**WHAT YOU WILL DO**
What lines in the listing below hold the string "callendorph"? Please copy them out.

**PROVIDED ENTRIES**
PR #193, opened 2024-10-15
Keepout Box Bugfix

callendorph:
A query error was selecting for super small components and resulted in exposing an error in the keepout logic - especially for components where the landpattern soldermask openings overlap. I've updated the logic to better handle that case as well as change the keepout interior pad boundary to use the copper shape instead of the soldermask.

### DIFF
--- a/src/landpatterns/VirtualLP.stanza
+++ b/src/landpatterns/VirtualLP.stanza
@@ -888,10 +888,22 @@ public defn pad-interior-bounds (vp:VirtualLP, side:Side -- layer-spec:LayerSpec
     val row0 = get-bounds $ get-pads-by-row(vp, 0)
     val row1 = get-bounds $ get-pads-by-row(vp, 1)
 
-    Box(
-      Point(left(row1), up(row1))
-      Point(right(row0), down(row0))
-    )
+    try:
+      Box(
+        Point(left(row1), up(row1))
+        Point(right(row0), down(row0))
+      )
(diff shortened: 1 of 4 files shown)


src/landpatterns/VirtualLP.stanza
```diff
@@ -868,24 +868,42 @@ which was to try and find lines and intersections of those lines.
...
-    Box(
-      Point(left(row1), up(row1))
-      Point(right(row0), down(row0))
-    )
+    try:
+      Box(
+        Point(left(row1), up(row1))
+        Point(right(row0), down(row0))
+      )
+    catch (e:NegativeBoxError):
```
tjknoth, line 896: why isn't the Box guaranteed to be valid? does `get-bounds` not enforce any order?

callendorph: Because if you use the soldermask openings instead of the copper geometry - the soldermask openings might overlap. This isn't exactly what we want but we have to design with the specifications of the fab house. 

If the soldermask openings overlap, then this algorithm will result in creating a negative box. I don't think we want to force  create a box (ie the absolute value of the box). This is more pressing for the silkscreen case - where a negative box would indicate that we can't put silkscreen here anyway (no soldermask is present). 

For the copper case - this would technically just be an error - because it would mean that there are two pads with overlapping copper.  In that case - we would just fix the copper pads.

**SOLUTION BELOW**
callendorph:
callendorph: Because if you use the soldermask openings instead of the copper geometry - the soldermask openings might overlap. This isn't exactly what we want but we have to design with the specifications of the fab house. 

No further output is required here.